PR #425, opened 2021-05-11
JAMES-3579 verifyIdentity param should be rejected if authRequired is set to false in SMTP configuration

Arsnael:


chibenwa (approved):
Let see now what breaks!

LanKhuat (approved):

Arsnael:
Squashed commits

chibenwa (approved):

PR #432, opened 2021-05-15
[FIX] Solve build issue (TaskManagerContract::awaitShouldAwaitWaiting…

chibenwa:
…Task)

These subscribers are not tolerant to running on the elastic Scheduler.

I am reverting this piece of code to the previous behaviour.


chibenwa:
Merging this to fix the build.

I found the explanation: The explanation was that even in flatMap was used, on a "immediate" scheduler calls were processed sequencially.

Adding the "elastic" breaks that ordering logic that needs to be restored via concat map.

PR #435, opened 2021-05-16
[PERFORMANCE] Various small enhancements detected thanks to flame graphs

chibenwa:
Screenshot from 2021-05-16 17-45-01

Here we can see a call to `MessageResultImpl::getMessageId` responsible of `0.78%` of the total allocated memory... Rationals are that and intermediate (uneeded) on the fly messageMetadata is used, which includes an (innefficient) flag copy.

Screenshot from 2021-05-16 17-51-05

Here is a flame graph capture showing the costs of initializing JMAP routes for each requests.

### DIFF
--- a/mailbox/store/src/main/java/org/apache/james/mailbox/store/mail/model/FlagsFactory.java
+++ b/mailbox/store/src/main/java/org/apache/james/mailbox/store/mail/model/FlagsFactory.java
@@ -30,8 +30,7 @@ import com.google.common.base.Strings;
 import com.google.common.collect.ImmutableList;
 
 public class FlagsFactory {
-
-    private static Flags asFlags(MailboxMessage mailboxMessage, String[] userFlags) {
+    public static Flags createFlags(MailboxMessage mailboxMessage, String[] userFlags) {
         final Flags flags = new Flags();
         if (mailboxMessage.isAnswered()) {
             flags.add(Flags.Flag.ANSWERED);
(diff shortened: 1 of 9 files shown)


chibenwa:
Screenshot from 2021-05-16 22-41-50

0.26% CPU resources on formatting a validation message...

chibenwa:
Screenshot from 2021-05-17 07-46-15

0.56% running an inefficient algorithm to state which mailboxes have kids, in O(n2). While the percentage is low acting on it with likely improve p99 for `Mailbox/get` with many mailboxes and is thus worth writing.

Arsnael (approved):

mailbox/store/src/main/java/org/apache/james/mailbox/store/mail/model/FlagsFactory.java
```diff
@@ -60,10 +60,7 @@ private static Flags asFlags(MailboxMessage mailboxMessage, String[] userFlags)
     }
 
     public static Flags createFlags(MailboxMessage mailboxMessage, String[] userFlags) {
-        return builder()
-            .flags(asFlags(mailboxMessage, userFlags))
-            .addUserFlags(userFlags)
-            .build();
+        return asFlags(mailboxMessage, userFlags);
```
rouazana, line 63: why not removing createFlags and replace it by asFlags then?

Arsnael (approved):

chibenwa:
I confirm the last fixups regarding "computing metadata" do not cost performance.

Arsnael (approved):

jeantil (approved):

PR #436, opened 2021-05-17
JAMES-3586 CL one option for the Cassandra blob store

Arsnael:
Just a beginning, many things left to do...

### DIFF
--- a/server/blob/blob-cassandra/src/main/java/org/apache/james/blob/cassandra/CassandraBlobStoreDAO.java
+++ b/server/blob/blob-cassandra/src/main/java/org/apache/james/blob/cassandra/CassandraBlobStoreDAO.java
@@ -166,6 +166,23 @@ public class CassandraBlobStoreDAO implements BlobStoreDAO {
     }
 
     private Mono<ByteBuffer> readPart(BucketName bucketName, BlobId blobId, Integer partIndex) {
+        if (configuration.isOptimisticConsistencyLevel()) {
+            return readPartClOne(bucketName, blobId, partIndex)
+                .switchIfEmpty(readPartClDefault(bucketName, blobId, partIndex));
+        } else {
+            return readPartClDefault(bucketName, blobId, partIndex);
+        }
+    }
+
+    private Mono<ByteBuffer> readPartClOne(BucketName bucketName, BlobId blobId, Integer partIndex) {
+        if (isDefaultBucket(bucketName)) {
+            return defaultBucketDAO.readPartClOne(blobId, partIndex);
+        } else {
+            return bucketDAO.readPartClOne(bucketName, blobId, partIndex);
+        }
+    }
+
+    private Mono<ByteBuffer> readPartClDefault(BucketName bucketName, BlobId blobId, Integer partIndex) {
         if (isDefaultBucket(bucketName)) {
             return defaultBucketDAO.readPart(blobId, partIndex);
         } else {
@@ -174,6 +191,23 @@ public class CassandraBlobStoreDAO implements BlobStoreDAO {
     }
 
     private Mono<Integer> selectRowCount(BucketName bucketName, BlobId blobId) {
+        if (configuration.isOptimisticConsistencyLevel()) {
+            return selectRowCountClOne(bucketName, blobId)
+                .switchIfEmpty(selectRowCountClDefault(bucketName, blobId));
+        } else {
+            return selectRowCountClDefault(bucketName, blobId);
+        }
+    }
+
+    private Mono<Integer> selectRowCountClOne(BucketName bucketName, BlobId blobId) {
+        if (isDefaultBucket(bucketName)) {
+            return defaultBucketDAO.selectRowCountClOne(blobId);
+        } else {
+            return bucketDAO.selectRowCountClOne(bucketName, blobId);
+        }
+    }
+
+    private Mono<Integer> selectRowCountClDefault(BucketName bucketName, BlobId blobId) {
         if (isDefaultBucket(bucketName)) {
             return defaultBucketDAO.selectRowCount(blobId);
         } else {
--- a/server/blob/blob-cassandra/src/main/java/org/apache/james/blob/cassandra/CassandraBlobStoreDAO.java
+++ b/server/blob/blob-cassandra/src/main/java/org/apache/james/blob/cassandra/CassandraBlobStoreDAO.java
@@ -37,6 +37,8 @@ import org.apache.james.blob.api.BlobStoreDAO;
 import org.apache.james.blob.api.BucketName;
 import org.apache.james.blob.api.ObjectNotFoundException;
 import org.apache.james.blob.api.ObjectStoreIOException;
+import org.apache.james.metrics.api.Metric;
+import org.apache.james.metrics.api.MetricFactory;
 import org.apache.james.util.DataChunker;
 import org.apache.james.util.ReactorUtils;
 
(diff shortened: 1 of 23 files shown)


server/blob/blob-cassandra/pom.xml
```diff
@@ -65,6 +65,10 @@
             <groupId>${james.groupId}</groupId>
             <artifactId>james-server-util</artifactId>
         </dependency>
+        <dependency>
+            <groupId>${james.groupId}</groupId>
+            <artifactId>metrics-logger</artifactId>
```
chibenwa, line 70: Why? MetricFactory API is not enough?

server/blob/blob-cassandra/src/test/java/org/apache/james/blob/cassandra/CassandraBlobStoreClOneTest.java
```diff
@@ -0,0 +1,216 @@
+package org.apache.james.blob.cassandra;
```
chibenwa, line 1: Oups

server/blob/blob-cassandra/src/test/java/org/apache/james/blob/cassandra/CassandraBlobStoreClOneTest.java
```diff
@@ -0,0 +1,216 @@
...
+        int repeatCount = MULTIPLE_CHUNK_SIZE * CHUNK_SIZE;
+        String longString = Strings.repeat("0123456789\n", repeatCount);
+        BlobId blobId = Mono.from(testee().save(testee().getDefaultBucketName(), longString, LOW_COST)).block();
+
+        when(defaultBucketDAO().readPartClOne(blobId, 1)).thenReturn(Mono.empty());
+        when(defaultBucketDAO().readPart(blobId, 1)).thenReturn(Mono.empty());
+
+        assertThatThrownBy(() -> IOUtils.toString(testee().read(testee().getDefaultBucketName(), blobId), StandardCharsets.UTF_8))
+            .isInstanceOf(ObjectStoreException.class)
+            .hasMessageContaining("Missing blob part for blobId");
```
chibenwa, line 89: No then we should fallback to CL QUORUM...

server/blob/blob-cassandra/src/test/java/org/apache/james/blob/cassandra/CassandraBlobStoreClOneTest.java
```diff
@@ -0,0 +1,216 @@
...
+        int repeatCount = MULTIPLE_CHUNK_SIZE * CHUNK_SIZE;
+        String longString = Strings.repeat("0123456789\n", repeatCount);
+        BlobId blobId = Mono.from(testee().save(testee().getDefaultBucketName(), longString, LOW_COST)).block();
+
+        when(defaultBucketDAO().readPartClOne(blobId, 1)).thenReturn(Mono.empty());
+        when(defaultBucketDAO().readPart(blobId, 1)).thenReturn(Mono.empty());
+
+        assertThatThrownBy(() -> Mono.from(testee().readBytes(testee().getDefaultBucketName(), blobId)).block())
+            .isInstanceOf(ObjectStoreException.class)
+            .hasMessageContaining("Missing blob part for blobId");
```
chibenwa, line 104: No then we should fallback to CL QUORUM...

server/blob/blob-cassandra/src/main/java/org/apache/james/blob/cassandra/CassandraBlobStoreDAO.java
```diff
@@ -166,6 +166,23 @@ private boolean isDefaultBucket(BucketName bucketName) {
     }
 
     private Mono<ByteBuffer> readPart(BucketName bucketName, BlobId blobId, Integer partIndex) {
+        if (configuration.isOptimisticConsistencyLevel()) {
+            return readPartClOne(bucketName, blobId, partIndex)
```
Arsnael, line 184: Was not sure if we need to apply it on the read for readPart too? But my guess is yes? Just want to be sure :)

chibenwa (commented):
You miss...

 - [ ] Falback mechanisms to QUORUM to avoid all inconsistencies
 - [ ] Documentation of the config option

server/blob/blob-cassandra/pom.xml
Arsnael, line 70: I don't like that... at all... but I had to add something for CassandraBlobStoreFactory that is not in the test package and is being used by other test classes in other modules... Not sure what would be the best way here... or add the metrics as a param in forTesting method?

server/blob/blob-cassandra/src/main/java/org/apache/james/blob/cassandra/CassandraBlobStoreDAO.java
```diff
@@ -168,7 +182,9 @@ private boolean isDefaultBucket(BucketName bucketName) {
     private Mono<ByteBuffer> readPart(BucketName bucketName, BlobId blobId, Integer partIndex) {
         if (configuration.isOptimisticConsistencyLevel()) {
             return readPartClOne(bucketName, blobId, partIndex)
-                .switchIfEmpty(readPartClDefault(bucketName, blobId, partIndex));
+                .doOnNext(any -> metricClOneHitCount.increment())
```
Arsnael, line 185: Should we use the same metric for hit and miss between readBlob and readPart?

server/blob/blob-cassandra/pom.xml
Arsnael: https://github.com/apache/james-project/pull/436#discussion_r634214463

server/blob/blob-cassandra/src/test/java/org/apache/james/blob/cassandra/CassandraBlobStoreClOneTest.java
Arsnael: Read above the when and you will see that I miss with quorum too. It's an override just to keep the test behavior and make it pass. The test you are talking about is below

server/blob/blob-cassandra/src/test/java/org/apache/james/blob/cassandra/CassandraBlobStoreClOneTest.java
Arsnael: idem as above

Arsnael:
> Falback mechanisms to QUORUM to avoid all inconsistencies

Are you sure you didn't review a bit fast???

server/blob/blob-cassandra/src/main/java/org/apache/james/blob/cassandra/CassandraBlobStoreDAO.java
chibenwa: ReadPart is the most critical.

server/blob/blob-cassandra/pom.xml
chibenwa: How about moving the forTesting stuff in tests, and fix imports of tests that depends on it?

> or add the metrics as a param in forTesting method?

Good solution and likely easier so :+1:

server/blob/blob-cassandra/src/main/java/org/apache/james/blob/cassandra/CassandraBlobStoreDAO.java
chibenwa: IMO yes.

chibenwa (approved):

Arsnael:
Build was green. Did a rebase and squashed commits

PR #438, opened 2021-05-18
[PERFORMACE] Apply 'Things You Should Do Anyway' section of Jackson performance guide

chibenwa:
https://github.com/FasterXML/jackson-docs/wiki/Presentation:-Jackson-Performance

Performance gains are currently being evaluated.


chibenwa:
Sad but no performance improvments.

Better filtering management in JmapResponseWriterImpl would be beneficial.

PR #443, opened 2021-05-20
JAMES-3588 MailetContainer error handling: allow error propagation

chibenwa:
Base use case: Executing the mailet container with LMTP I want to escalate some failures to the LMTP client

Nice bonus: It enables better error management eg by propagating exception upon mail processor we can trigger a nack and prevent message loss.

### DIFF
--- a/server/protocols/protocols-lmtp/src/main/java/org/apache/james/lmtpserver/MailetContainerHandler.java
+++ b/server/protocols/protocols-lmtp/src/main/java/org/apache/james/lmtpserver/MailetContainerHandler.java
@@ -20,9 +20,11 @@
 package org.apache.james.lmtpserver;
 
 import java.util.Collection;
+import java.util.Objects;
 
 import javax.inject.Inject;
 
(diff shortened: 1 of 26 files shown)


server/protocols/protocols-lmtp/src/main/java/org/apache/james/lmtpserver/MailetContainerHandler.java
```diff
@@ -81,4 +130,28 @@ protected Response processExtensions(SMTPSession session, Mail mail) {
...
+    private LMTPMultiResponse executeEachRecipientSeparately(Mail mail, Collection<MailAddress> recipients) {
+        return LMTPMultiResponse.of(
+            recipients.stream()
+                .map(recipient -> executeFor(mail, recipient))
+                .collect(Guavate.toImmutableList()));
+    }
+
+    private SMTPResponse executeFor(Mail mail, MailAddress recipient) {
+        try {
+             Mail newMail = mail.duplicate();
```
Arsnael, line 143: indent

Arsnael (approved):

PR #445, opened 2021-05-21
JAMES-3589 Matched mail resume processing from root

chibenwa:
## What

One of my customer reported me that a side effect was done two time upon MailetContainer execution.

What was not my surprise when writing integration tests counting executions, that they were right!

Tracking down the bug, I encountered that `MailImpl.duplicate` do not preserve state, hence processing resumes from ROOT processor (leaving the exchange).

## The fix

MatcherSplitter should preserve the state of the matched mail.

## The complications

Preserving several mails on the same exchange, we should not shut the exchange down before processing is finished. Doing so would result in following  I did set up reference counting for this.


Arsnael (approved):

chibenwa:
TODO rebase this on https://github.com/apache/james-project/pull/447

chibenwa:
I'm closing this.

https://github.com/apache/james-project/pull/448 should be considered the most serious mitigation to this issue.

================

- TASK DESCRIPTION:
Quote exactly the first line of the entries and every line after it, stopping with the line that contains "-30,8 +30,7 @@ import com.google.common.base.Strings;".

- SOLVED EXERCISE:
PR #425, opened 2021-05-11
JAMES-3579 verifyIdentity param should be rejected if authRequired is set to false in SMTP configuration

Arsnael:


chibenwa (approved):
Let see now what breaks!

LanKhuat (approved):

Arsnael:
Squashed commits

chibenwa (approved):

PR #432, opened 2021-05-15
[FIX] Solve build issue (TaskManagerContract::awaitShouldAwaitWaiting…

chibenwa:
…Task)

These subscribers are not tolerant to running on the elastic Scheduler.

I am reverting this piece of code to the previous behaviour.


chibenwa:
Merging this to fix the build.

I found the explanation: The explanation was that even in flatMap was used, on a "immediate" scheduler calls were processed sequencially.

Adding the "elastic" breaks that ordering logic that needs to be restored via concat map.

PR #435, opened 2021-05-16
[PERFORMANCE] Various small enhancements detected thanks to flame graphs

chibenwa:
Screenshot from 2021-05-16 17-45-01

Here we can see a call to `MessageResultImpl::getMessageId` responsible of `0.78%` of the total allocated memory... Rationals are that and intermediate (uneeded) on the fly messageMetadata is used, which includes an (innefficient) flag copy.

Screenshot from 2021-05-16 17-51-05

Here is a flame graph capture showing the costs of initializing JMAP routes for each requests.

### DIFF
--- a/mailbox/store/src/main/java/org/apache/james/mailbox/store/mail/model/FlagsFactory.java
+++ b/mailbox/store/src/main/java/org/apache/james/mailbox/store/mail/model/FlagsFactory.java
@@ -30,8 +30,7 @@ import com.google.common.base.Strings;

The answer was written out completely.